> Exercise data

------------------------

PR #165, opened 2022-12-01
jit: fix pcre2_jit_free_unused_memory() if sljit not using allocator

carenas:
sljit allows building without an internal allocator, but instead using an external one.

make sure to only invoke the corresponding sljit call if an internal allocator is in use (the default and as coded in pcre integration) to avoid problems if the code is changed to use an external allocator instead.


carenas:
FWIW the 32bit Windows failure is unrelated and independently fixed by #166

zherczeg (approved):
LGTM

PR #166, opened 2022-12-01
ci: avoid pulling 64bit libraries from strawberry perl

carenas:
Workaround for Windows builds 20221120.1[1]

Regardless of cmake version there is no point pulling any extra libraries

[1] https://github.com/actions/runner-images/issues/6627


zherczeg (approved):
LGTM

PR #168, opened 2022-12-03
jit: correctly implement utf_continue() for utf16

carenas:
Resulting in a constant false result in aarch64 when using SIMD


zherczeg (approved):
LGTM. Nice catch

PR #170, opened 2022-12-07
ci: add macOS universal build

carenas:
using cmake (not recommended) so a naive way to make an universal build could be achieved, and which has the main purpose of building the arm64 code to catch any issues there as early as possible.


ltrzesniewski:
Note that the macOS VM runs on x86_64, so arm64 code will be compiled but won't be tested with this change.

------------------------

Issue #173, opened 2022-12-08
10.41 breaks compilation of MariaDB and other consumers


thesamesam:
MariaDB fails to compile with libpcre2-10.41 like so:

------------------------

Looking back over the records above, in how many lines does the word "allocator" occur? Give the number alone.

> Result of the exercise
3